Не поминай всуе
Не произноси имени Господа, Бога твоего, напрасно
Исход, 20.7
На запах креветок, хорошего пива и водки на чесноке слетелись друзья – поболтать. Не выпить же собрались, а поболтать. А потому, как всегда, и не заметили за разговорами, как нализались. Впрочем, вполне благопристойно, хотя и не без головной боли. И начали очень чинно, в старинных, еще брежневских традициях:
- старик, ты, что, женился?
- с чего ты взял?
- чистота в доме – я такой всю жизнь добиться не могу от своей.
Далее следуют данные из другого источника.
PR #2081, opened 2026-07-21
Improved Audio Beat Tracker

mcallegari:
Improved audio beat tracker contributed by @varghele

An onset front end computes, per 512-sample hop (~86/s), the positive log-magnitude spectral difference over a ~93 ms window, split into three bands (<200 Hz / 200-4000 Hz / >=4 kHz) with per-band peak saturation and rising-edge detection, so kicks and snares contribute near-equally (no backbeat half-lock) while hats stay weaker (no subdivision double-tempo). Every 2 s an 8 s onset window is autocorrelated and every candidate on a fractional 50-240 BPM grid is scored by a harmonic comb (ACF at 1-4x the period); a temporal belief filter picks a stable base, an octave-raise step resolves the half-tempo trap, and the reported BPM is the median of the last 3 analyses, gated on confidence. Beats are emitted from the predicted tempo+phase grid ("steady beats"), not per audible onset.


mcallegari:
@varghele  @Wazzledi I cleanup up the branch and left a single, hopefully final tracker.
If you are both OK with this I would proceed to merge.
Thanks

- да нет, это мексиканская гаврила два раза в месяц приходит.
- и дорого?
- 60 в месяц.
- Господи, как все просто и дешево решается! Все – развожусь!
- и я!
- тогда за наших баб, настоящих и будущих бывших!
- ведь не хотел же пить сегодня, Бог свидетель!
- а кто тут хотел? Немного поболтаем – и спать!
Когда женская тема иссякает, мы переходим, как обычно, на собственные болезни. Это происходит по-разному – у кого после пятидесяти, у кого сразу после полуночи.
- однажды мне делали операцию в Первой Градской под общим наркозом. Смотрю – вся бригада собралась: хирург, его ассистент, хирургическая сестра, анестезиолог с маской…
- …паталого-анатом с лопатой
- ты смеешься, а я чуть Богу душу не отдал за две штуки баксами.
- да за такие деньги не то, что операцию на сердце -- можно вставить себе полную челюсть зубов и целую неделю потом будешь улыбаться и есть мясо.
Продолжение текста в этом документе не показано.